(Records from a data source)
PR #804, opened 2023-02-10
Fix printing of integer and double arrays.

clalancette:
In the ros2param code, we get integer and double arrays as literal Python arrays.  When printing that out in ros2 param get, they look something like:

Double values are: array('d', [1.4, 1.5])

But that isn't really what we want the user to see.  So call .tolist() on these before we print, so it looks like:

Double values are: [1.4, 1.5]

### DIFF
--- a/ros2param/ros2param/verb/set.py
+++ b/ros2param/ros2param/verb/set.py
@@ -57,7 +57,7 @@ class SetVerb(VerbExtension):
 
         with DirectNode(args) as node:
             parameter = Parameter()
-            Parameter.name = args.parameter_name
+            parameter.name = args.parameter_name
             parameter.value = get_parameter_value(string_value=args.value)
 
             response = call_set_parameters(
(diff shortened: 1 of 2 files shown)


ros2param/ros2param/verb/set.py
```diff
@@ -57,7 +57,7 @@ def main(self, *, args):  # noqa: D102
 
         with DirectNode(args) as node:
             parameter = Parameter()
-            Parameter.name = args.parameter_name
+            parameter.name = args.parameter_name
```
fujitatomoya, line 60: just curious  that this is bug? did it work okay?

fujitatomoya (approved):
lgtm

ros2param/ros2param/verb/set.py
clalancette: That's a good question.  I just noticed it while looking at the code.

It seemed to have worked fine before, but I think that was because we were setting the `name` field on the `Parameter` *class*, not the object.  The proper thing to do here is to set it on the object itself, which is what this change does.  Does that make sense?

PR #807, opened 2023-02-27
Fix two small flake8 errors.

clalancette:
These somehow slipped through CI earlier.


mjcarroll (approved):

clalancette:
Closing this as it is the same as #808 (which was opened in the same minute).

PR #812, opened 2023-03-20
Add QoS parameter to `ros2 service call`

bastianhjaeger:
In case of service setups diverging from the default QoS on a service, a service may not be called by cli due to mismatching QoS profiles. 
This PR should fix it.


ros2service/ros2service/verb/call.py
```diff
@@ -16,15 +16,26 @@
...
 import yaml
 
 
+def get_pub_qos_profile():
+    return QoSProfile(
+        reliability=QoSReliabilityPolicy.RELIABLE,
+        durability=QoSDurabilityPolicy.TRANSIENT_LOCAL,
+        depth=1)
+
+
```
fujitatomoya, line 38: Why we need to statically declare default profile only for `ros2 service call`? instead, can we use `rclpy.qos.QoSPresetProfiles.get_from_short_key(qos_profile_name)` and qos_profile_name is set `default` in default?

ros2service/ros2service/api/__init__.py
```diff
@@ -84,3 +88,33 @@ def __init__(self, *, service_type_key=None):
...
+
+def qos_profile_from_short_keys(
+    preset_profile: str, reliability: str = None, durability: str = None,
+    depth: Optional[int] = None, history: str = None,
+) -> rclpy.qos.QoSProfile:
+    """Construct a QoSProfile given the name of a preset, and optional overrides."""
+    # Build a QoS profile based on user-supplied arguments
+    profile = rclpy.qos.QoSPresetProfiles.get_from_short_key(preset_profile)
+    profile_configure_short_keys(profile, reliability, durability, depth, history)
+    return profile
```
fujitatomoya, line 120: there methods are almost duplication of `ros2topic.api`, can we reuse the already existed methods? probably move those methods to `ros2node.api` the called from else where? if more appropriate location to put, that would be better but i am not really sure...

ros2service/ros2service/verb/call.py
```diff
@@ -49,17 +60,53 @@ def add_arguments(self, parser, cli_name):
...
+            choices=rclpy.qos.QoSReliabilityPolicy.short_keys(),
+            help='Quality of service reliability setting to publish with '
+                 '(overrides reliability value of --qos-profile option, default: {})'
+                 .format(default_profile.reliability.short_key))
+        parser.add_argument(
+            '--qos-durability',
+            choices=rclpy.qos.QoSDurabilityPolicy.short_keys(),
+            help='Quality of service durability setting to publish with '
+                 '(overrides durability value of --qos-profile option, default: {})'
+                 .format(default_profile.durability.short_key))
```
fujitatomoya, line 89: these command line extensions are duplication of `ros2topic.api.add_qos_arguments`. as described above, can we avoid this duplication not to do double maintenance?

fujitatomoya (changes requested):
besides adding test cases in `ros2service.test.test_cli` would be better.

ros2service/ros2service/api/__init__.py
bastianhjaeger: I will have a look into this. Thanks

ros2service/ros2service/verb/call.py
bastianhjaeger: I will have a look into this. Thanks

ros2service/ros2service/verb/call.py
bastianhjaeger: Agreed. I was not sure how to implement this. Do you have some pointer how to solve this?

fujitatomoya:
@bastianhjaeger are you gonna work on this?

fujitatomoya:
@bastianhjaeger thank you for the contribution, i will look into this.

ros2service/package.xml
```diff
@@ -18,6 +18,7 @@
 
   <depend>rclpy</depend>
   <depend>ros2cli</depend>
+  <depend>ros2topic</depend>
```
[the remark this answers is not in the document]
fujitatomoya: besides, adding dependency on `ros2topic` from `ros2service`. how about moving `profile_configure_short_keys` and `qos_profile_from_short_keys` to `ros2cli.node.qos.py` and `ros2topic` and `ros2service` can import from there? In that case, we can avoid additional dependency something like this.

QoS related setting or methods are for node, so i would suggest that approach.

ros2service/ros2service/verb/call.py
```diff
@@ -49,17 +51,23 @@ def add_arguments(self, parser, cli_name):
         parser.add_argument(
             '-r', '--rate', metavar='N', type=float,
             help='Repeat the call at a specific rate in Hz')
+        add_qos_arguments(parser, 'services_default')
```
fujitatomoya, line 54: I think `add_qos_arguments` should be extended to take `service` and other entities, not statically expecting either `publisher` or `subscription`.

fujitatomoya (changes requested):

fujitatomoya:
@bastianhjaeger sorry to be late to get back to you, i think implementation looks good, but could be updated for future maintenance and flexibility. thanks

ros2service/ros2service/verb/call.py
bastianhjaeger: No sure I understand this. Could you elaborate your intention, please?

fujitatomoya: I mean,

`def add_qos_arguments(parser: ArgumentParser, subscribe_or_publish: str, default_profile_str):` to `def add_qos_arguments(parser: ArgumentParser, entity_type: str, default_profile_str):`

so that we can use it any entities such as publisher, subscription, services, actions for future use.

ros2service/package.xml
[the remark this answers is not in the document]
bastianhjaeger: Done.

ros2service/ros2service/verb/call.py
bastianhjaeger: So far I have 
```
def add_qos_arguments(parser: ArgumentParser, default_profile_str: str):
```
and think this is the best way to go, as it is independent on the entity type.

fujitatomoya (changes requested):

fujitatomoya:
> match current

fujitatomoya:
sorry accidentally closed, reopened.

fujitatomoya:
> @fujitatomoya I actually just realized, that the merging of all the QoS arguments and its handling is not so desirable. For the `ros2 topic echo` you actually want the default to match current publishers QoS (reliability and durability). For `ros2 topic pub` it is different. This results in different descriptions in how arguments are handles, thus the arg description is different.
> 
> Moving all the QoS argument handling in one file would result in one file, but the file would contain something like
> 
> ```
> if "topic echo"
>   // automatically adapt reliability/durability to current publisher
> else if "topic pub"
>   //...
> ```
> 
> and this is, in my opinion not desirable. My approach now would be to revert everything for the topic section and add a specific QoS arg handling for `service call`. What do you think?

I am not clear on this. originally this PR is meant to introduce the QoS argument for `ros2 service call`.
but are you saying that we should introduce the new logic to see the most appropriate QoS setting for `ros2 xxx xxx` command individually? e.g https://github.com/ros2/rclcpp/issues/1868

i might be mistaken, could you elaborate it?

fujitatomoya:
@bastianhjaeger are you still working on this?

fujitatomoya:
closing in favor of https://github.com/ros2/ros2cli/pull/966

bastianhjaeger:
> @bastianhjaeger are you still working on this?

Sorry. I needed to drop it. Good to see the work in https://github.com/ros2/ros2cli/pull/966
Thx.

fujitatomoya:
@bastianhjaeger no worries, i fixed your concern as well. if you could review it, that would be really appreciated.

PR #870, opened 2024-11-18
Libwebsockets (usage) improvements

marcemmers:
## Describe your changes

We encountered deadlocks in the libwebsockters layer when we were often restarting the connectivity manager.
The issue is due to 2 threads calling `join()` at the same time.

I've added the proper `joinable()` checks and also removed the destruction and construction of libwebsockets every new config. This is no longer needed now we have one implementation that handles both secure and unsecure websockets.

### DIFF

• Problem description: Each line above from the one with "contain something like" up to and including the one with "I am not clear" must be set down exactly, and no line outside that span may appear.

• Answer space:
> Moving all the QoS argument handling in one file would result in one file, but the file would contain something like
> 
> ```
> if "topic echo"
>   // automatically adapt reliability/durability to current publisher
> else if "topic pub"
>   //...
> ```
> 
> and this is, in my opinion not desirable. My approach now would be to revert everything for the topic section and add a specific QoS arg handling for `service call`. What do you think?

I am not clear on this. originally this PR is meant to introduce the QoS argument for `ros2 service call`.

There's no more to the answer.